The Museum of America is showing 230 previously unpublished photographs by Català-Roca from today
The Museum of America in Madrid is hosting ‘The eloquence of the image. Català-Roca in America’ from this Friday until April 13, an exhibition that shows a selection of 230 photographs from the more than 7,000 negatives that the Catalan photographer took in America in the 1970s, starting in Mexico in 1973 and ending in Ecuador in 1979.
All the images belong to the personal archive of Francesc Català-Roca (1922-1998) that is kept in the Arxiu Nacional de Catalunya, according to the Ministry of Culture, which is organizing the exhibition.
These trips to America were part of the commission that the publishing house Blume, specialized in books on art, photography and culture, entrusted him with to illustrate catalogues of American popular art.

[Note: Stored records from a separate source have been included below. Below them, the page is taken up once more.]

PR #565, opened 2026-04-01
Add new `EOVolPathIntegrator` interface

frettini:
# Description

This PR includes the interface to the new `EOVolPathIntegrator`. It is a copy of the `VolPathIntegrator` onto which we can apply our changes, easing the process of rebasing onto latest versions of Mitsuba 3. As part of this PR, the integrator implements the DDIS variance reduction technique. As such, the interface exposes parametrization of the ddis threshold. The Russian Roulette was also found to terminate photons too quickly in presence of large optical thickness. By default, `EOVolPathIntegrator` has `ddis_threshold=0.1` and `rr_depth=1000`. 

Note that  `EOVolPathIntegrator` will be subject to changes in the coming PRs, as such it is not used as default integrator in experiments.

Regression test were added to compare `VolPathIntegrator` and `EOVolPathIntegrator`.

# Checklist

### DIFF
--- a/src/eradiate/scenes/integrators/_path_tracers.py
+++ b/src/eradiate/scenes/integrators/_path_tracers.py
@@ -28,13 +28,11 @@ class MonteCarloIntegrator(Integrator):
         init_type="int, optional",
     )
 
-    rr_depth: int | None = documented(
-        attrs.field(default=None, converter=attrs.converters.optional(int)),
+    rr_depth: int = documented(
+        attrs.field(default=5, converter=int),
         doc="Minimum path depth after which the implementation starts applying "
-        "the Russian roulette path termination criterion. If unset, the kernel "
-        "default value (5) is used.",
-        type="int or None",
-        init_type="int, optional",
+        "the Russian roulette path termination criterion.",
+        type="int",
     )
 
     hide_emitters: bool | None = documented(
@@ -56,14 +54,15 @@ class MonteCarloIntegrator(Integrator):
         Override this method in subclasses to add integrator-specific parameters.
         The base implementation handles common Monte Carlo integrator parameters.
         """
-        result = {"type": self.kernel_type}
+        result = {
+            "type": self.kernel_type,
+            "rr_depth": self.rr_depth,
+        }
 
         if self.timeout is not None:
             result["timeout"] = self.timeout
         if self.max_depth is not None:
             result["max_depth"] = self.max_depth
-        if self.rr_depth is not None:
-            result["rr_depth"] = self.rr_depth
         if self.hide_emitters is not None:
             result["hide_emitters"] = self.hide_emitters
 
@@ -130,31 +129,41 @@ class EOVolPathIntegrator(MonteCarloIntegrator):
 
     This integrator samples paths using random walks starting from the sensor.
     It supports multiple scattering, accounts for volume interactions, and
-    implements the DDIS variance reduction method.
+    implements the DDIS variance reduction method as described in
+    :cite:t:`Buras2011EfficientUnbiasedVariance`.
     """
 
-    rr_depth: int | None = documented(
-        attrs.field(default=1000, converter=attrs.converters.optional(int)),
+    rr_depth: int = documented(
+        attrs.field(
+            default=1000,
+            converter=int,
+            validator=attrs.validators.instance_of(int),
+        ),
         doc="Minimum path depth after which the implementation starts applying "
         "the Russian roulette path termination criterion.",
-        type="int or None",
-        init_type="int, optional",
+        type="int",
     )
 
     rr_factor = documented(
-        attrs.field(default=0.97, converter=attrs.converters.optional(float)),
+        attrs.field(
+            default=0.97,
+            converter=float,
+            validator=attrs.validators.instance_of(float),
+        ),
         doc="Specifies the maximum probability to keep a path when Russian "
         "Roulette is evaluated.",
         type="float",
-        init_type="float",
     )
 
     ddis_threshold = documented(
-        attrs.field(default=0.1, converter=attrs.converters.optional(float)),
+        attrs.field(
+            default=0.1,
+            converter=attrs.converters.optional(float),
+            validator=attrs.validators.instance_of(float),
+        ),
         doc="Specifies the probability to importance sample the phase using the "
         "emitter as incident direction. Set to <0. to deactivate.",
         type="float",
-        init_type="float",
     )
 
     @property
--- a/src/eradiate/scenes/integrators/_path_tracers.py
+++ b/src/eradiate/scenes/integrators/_path_tracers.py
@@ -49,8 +49,13 @@ class MonteCarloIntegrator(Integrator):
     def kernel_type(self) -> str:
         raise NotImplementedError
 
-    @property
-    def template(self) -> dict:
+    def _build_kernel_dict(self) -> dict:
+        """
+        Build the kernel-specific dictionary.
+
+        Override this method in subclasses to add integrator-specific parameters.
+        The base implementation handles common Monte Carlo integrator parameters.
+        """
         result = {"type": self.kernel_type}
 
         if self.timeout is not None:
@@ -62,9 +67,18 @@ class MonteCarloIntegrator(Integrator):
         if self.hide_emitters is not None:
             result["hide_emitters"] = self.hide_emitters
 
+        return result
+
+    @property
+    def template(self) -> dict:
+        # Validation
         if self.stokes and not eradiate.mode().is_polarized:
             raise RuntimeError("stokes should only be set to True in polarized mode.")
 
+        # Build the kernel dict (children can override _build_kernel_dict)
+        result = self._build_kernel_dict()
+
+        # Apply wrapping layers
         if self.moment:
             result = {"type": "moment", "nested": result}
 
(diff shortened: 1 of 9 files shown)


src/eradiate/scenes/integrators/_path_tracers.py
```diff
@@ -109,6 +123,51 @@ def kernel_type(self) -> str:
...
 
 
+@define(eq=False, slots=False)
+class EOVolPathIntegrator(MonteCarloIntegrator):
+    """
+    A thin interface to the EO volumetric path tracer kernel plugin [``eovolpath``].
+
+    This integrator samples paths using random walks starting from the sensor.
+    It supports multiple scattering, accounts for volume interactions, and
+    implements the DDIS variance reduction method.
```
leroyvn, line 133: Add a reference to the VROOM paper.

src/eradiate/scenes/integrators/_path_tracers.py
```diff
@@ -109,6 +123,51 @@ def kernel_type(self) -> str:
...
+    """
+
+    rr_depth: int | None = documented(
+        attrs.field(default=1000, converter=attrs.converters.optional(int)),
+        doc="Minimum path depth after which the implementation starts applying "
+        "the Russian roulette path termination criterion.",
```
leroyvn, line 139: What happens if it is unset?

src/eradiate/scenes/integrators/_path_tracers.py
```diff
@@ -109,6 +123,51 @@ def kernel_type(self) -> str:
...
+        type="int or None",
+        init_type="int, optional",
+    )
+
+    rr_factor = documented(
+        attrs.field(default=0.97, converter=attrs.converters.optional(float)),
+        doc="Specifies the maximum probability to keep a path when Russian "
+        "Roulette is evaluated.",
+        type="float",
+        init_type="float",
```
leroyvn, line 149: Here the converter allows `None` and provide a default, but these are not documented. If `None` is indeed applicable, what is the associated behaviour?

src/eradiate/scenes/integrators/_path_tracers.py
```diff
@@ -109,6 +123,51 @@ def kernel_type(self) -> str:
...
+    )
+
+    ddis_threshold = documented(
+        attrs.field(default=0.1, converter=attrs.converters.optional(float)),
+        doc="Specifies the probability to importance sample the phase using the "
+        "emitter as incident direction. Set to <0. to deactivate.",
+        type="float",
+        init_type="float",
```
leroyvn, line 157: Same as for `rr_factor`.

src/eradiate/test_tools/test_cases/integrators.py
```diff
@@ -0,0 +1,207 @@
...
+    - Sensor: Multi-distant measure covering the principal plane, from -75° to 75° with 2° increments, delta SRF positioned at λ = 550 nm
+    - Integrator: Integrator passed in `integrator_dict`.
+    """
+
+    return AtmosphereExperiment(
+        surface={"type": "rpv", "k": 0.95, "g": -0.1, "rho_0": 0.027685},
+        illumination={
+            "type": "directional",
+            "zenith": 20 * ureg.deg,
+            "irradiance": 20.0,
```
leroyvn, line 28: What is the reason to set it to this constant high value instead of using a solar irradiance spectrum?

src/eradiate/test_tools/test_cases/integrators.py
leroyvn, line 1: IMO it would be clearer for maintainers if all functions that are not intended to be part of the public API of this module would be underscore-prefixed.

tests/03_regression/integrators/test_eovolpath_canopy.py
```diff
@@ -0,0 +1,51 @@
...
+
+    reference = reference_converter(
+        "tests/regression_test_references/eovolpath_canopy_ref.nc"
+    )
+
+    if not reference:
+        # Ensure that volpath is used when creating a reference
+        exp = create_volpath_canopy(absorption_database_error_handler_config)
+    else:
+        exp = create_volpath_canopy(absorption_database_error_handler_config)
```
leroyvn: Shouldn't it be `create_eovolpath_canopy()` here?

tests/03_regression/integrators/test_eovolpath_canopy.py
```diff
@@ -0,0 +1,51 @@
...
+
+    result = eradiate.run(exp, spp=10000)
```
leroyvn, line 38: I suppose you'd like a higher sample count to create the reference?

src/eradiate/test_tools/test_cases/integrators.py
```diff
@@ -0,0 +1,207 @@
...
+@append_doc(create_integrator_canopy, prepend=True)
+def create_volpath_canopy(absorption_database_error_handler_config):
+    r"""
+    *Volpath Integrator*
+
+    """
+
+    integrator = {
+        "type": "volpath",
+        "moment": True,
```
leroyvn, line 202:
```suggestion
        "moment": True
```

src/eradiate/test_tools/test_cases/integrators.py
```diff
@@ -0,0 +1,207 @@
...
+def create_eovolpath_canopy(absorption_database_error_handler_config):
+    r"""
+    *EOVolpath Integrator*
+
+    """
+
+    integrator = {
+        "type": "eovolpath",
+        "ddis_threshold": 0.1,
+        "moment": True,
```
leroyvn:
```suggestion
        "moment": True
```

src/eradiate/test_tools/test_cases/integrators.py
```diff
@@ -0,0 +1,207 @@
...
+def create_eovolpath_surface(absorption_database_error_handler_config):
+    r"""
+    *EOVolpath Integrator*
+
+    """
+
+    integrator = {
+        "type": "eovolpath",
+        "ddis_threshold": 0.1,
+        "moment": True,
```
leroyvn, line 150:
```suggestion
        "moment": True
```

src/eradiate/test_tools/test_cases/integrators.py
```diff
@@ -0,0 +1,207 @@
...
+@append_doc(create_integrator_surface, prepend=True)
+def create_volpath_surface(absorption_database_error_handler_config):
+    r"""
+    *Volpath Integrator*
+
+    """
+
+    integrator = {
+        "type": "volpath",
+        "moment": True,
```
leroyvn, line 167:
```suggestion
        "moment": True
```

leroyvn (changes requested):
Hi @frettini, thanks a lot for this PR! Just a few small changes to make.

src/eradiate/test_tools/test_cases/integrators.py
frettini: I thought it was good practice to have trailing commas on multiline containers (https://peps.python.org/pep-0008/#when-to-use-trailing-commas).

src/eradiate/test_tools/test_cases/integrators.py
frettini: I just copied that over from the case in `atmospheres.py`, I guess it makes it more lightweight but I can also just go for the solar irradiance spectrum.

src/eradiate/scenes/integrators/_path_tracers.py
frettini: I copied this from its parent class and modified the default, but now I'm wondering, why can it be None? Shouldn't it just be an int with a default value?

tests/03_regression/integrators/test_eovolpath_canopy.py
frettini: Good catch, I moved things around 100 times and lost track of it.

tests/03_regression/integrators/test_eovolpath_canopy.py
frettini: I am unsure. I followed the test in `test_rpv_afgl1986_continental.py` and it provides a result to ZTest. When I looked into `regression.py`, at line 346, it seems to archive the result as is in case the reference is not valid. I don't know whether the reference of a ztest needs to be more accurate than the data it is tested against.

frettini:
@leroyvn , Thank you for the review. I have resolved some comments and responded to others.

src/eradiate/scenes/integrators/_path_tracers.py
leroyvn: Now that I think about it, it's likely that I allowed `None` initially to leave the value unspecified in the kernel dict and let the plugin apply its default. For `eovolpath`, it's better to be more explicit. And actually maybe we should just set an explicit default everywhere for clarity.

src/eradiate/test_tools/test_cases/integrators.py
leroyvn: Since this is a integrator test, freezing this value makes sense. Then let's just change it to something more realistic like 2.

tests/03_regression/integrators/test_eovolpath_canopy.py
leroyvn: The ref should be computed with a high sample count, otherwise the statistical test should account for the uncertainty of it, which the z-test does not. But let's not deviate from the other tests: revisiting this should be part of a dedicated PR.

src/eradiate/test_tools/test_cases/integrators.py
leroyvn: If you remove that comma, ruff will reformat the container on a single line ;)

TBH I don't have a justification for this except I find it pointless to split short lines as it does not significantly improve code readability. That's me splitting hairs 😬

tests/03_regression/integrators/test_eovolpath_canopy.py
leroyvn: Adding to this: just make sure that the ref has a noise level similar to the one used in the other tests. I think the sample count is adjusted manually.

src/eradiate/scenes/integrators/_path_tracers.py
frettini: You mean the defaults of the kernel plugin? Then yes, since we need slightly more control over the RR depth in Eradiate, it might be better to set it as an explicit default on the Eradiate side.

tests/03_regression/integrators/test_eovolpath_canopy.py
frettini: Looking at the reports of those regression tests it does indeed look like references have less noise than the test data. I am not sure how those reference are generated but I modified it so that references use a higher sample count. We can discuss it further offline.

frettini:
@leroyvn I have addressed the rest of the comments and added one comment of my own. I have also updated the changelog. Remaining are to bump push the new references to the data repo and bump the submodules.

leroyvn:
CI is broken, but all tests pass locally: let's merge!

Although the images used in these publications focused on the production of objects, Català-Roca also portrayed the conditions and ways of life of a traditional society in danger of disappearing.
In this sense, Català-Roca captured the landscapes and people of the places he visited, making portraits of their inhabitants, forms of artisanal production, markets, traditions and rituals.
These photographs, printed and projected, are presented in dialogue with a selection of 44 pieces from the collection of the Museum of America, a combination that “allows, through different formats, to accompany Català-Roca on this reconstructed journey in time.” Among them, ceramics, basketry, ornaments, work tools and objects linked to rituals stand out.
Added to all this is the documentation related to the trips and the publication of the popular crafts catalogues edited by Blume, which have been studied by the documentary filmmaker Núria Gil Ros, and which can be seen in the exhibition.
The Culture Department explained that Francesc Català-Roca's photography "is characterized by capturing his social, political and cultural environment, looking at the details of everyday life," and on his trips to America he incorporated the use of color into his technique.
In this case, the protagonists of his snapshots are the people who relate to their environment through their own customs and habits. By getting close to them, he "captures their identity" through everyday life, in a time when Latin America was experiencing profound social changes, showing the social and cultural reality of the subcontinent in the 1970s.